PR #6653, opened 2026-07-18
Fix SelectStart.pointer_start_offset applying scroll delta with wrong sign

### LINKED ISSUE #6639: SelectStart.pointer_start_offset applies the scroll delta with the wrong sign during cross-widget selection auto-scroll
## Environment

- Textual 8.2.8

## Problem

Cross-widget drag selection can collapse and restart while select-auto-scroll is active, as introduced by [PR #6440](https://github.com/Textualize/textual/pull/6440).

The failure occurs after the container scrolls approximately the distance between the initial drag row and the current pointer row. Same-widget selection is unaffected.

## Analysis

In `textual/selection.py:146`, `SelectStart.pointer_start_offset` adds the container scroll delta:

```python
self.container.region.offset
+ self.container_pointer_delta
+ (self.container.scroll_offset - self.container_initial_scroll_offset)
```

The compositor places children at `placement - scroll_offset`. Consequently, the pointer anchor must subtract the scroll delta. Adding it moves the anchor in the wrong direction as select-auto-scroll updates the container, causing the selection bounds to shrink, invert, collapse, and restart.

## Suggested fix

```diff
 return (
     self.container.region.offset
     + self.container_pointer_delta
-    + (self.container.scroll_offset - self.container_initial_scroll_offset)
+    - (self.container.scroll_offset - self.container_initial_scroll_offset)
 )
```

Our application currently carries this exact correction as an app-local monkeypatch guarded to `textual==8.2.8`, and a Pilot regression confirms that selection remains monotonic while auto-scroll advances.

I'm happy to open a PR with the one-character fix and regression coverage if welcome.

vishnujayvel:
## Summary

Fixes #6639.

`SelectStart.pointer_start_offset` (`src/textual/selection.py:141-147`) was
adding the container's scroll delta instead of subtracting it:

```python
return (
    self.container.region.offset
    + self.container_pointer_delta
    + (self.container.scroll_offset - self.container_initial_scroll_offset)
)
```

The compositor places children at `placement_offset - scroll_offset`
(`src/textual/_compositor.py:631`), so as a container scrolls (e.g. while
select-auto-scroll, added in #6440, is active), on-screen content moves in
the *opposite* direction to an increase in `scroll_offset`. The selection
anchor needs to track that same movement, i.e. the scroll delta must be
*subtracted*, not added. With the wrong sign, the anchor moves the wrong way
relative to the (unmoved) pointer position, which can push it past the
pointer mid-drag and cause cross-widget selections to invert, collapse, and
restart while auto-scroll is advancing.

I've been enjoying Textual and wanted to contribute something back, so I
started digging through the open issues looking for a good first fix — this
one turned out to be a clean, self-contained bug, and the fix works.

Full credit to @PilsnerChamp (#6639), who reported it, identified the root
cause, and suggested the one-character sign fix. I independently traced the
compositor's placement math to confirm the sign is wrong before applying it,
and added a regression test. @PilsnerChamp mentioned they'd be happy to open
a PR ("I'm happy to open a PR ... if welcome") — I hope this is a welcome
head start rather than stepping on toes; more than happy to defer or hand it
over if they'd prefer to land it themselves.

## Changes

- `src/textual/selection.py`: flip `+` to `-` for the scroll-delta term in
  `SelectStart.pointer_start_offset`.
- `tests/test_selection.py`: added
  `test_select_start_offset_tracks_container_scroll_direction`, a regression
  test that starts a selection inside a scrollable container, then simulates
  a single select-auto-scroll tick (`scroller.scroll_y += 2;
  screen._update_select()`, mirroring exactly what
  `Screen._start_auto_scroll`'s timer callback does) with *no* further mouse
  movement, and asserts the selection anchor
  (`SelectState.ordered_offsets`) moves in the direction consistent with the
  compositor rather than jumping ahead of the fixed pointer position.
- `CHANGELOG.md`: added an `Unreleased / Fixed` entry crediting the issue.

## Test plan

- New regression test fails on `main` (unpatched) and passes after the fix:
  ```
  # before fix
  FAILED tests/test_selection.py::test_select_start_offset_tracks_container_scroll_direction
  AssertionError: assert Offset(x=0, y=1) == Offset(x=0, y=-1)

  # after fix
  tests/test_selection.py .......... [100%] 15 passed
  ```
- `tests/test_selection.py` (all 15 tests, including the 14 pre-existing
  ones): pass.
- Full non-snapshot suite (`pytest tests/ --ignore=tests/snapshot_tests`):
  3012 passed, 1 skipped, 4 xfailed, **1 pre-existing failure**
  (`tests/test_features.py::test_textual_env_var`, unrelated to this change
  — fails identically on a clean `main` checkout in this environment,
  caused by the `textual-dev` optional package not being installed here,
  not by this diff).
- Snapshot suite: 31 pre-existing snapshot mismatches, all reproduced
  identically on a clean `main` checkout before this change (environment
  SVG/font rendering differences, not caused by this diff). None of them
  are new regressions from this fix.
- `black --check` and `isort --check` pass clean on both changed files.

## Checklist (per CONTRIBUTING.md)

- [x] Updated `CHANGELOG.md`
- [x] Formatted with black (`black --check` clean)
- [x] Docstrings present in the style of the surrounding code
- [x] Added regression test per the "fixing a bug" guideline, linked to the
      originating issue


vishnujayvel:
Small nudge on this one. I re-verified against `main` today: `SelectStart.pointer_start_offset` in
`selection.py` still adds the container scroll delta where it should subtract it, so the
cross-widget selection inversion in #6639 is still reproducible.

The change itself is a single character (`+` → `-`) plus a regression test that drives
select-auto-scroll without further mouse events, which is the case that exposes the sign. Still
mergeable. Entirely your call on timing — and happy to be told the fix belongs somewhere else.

***

### ACTIVITY
The answer must be every line from the records above that contains the word "single", copied out.

### THE ANSWER
  a single select-auto-scroll tick (`scroller.scroll_y += 2;
The change itself is a single character (`+` → `-`) plus a regression test that drives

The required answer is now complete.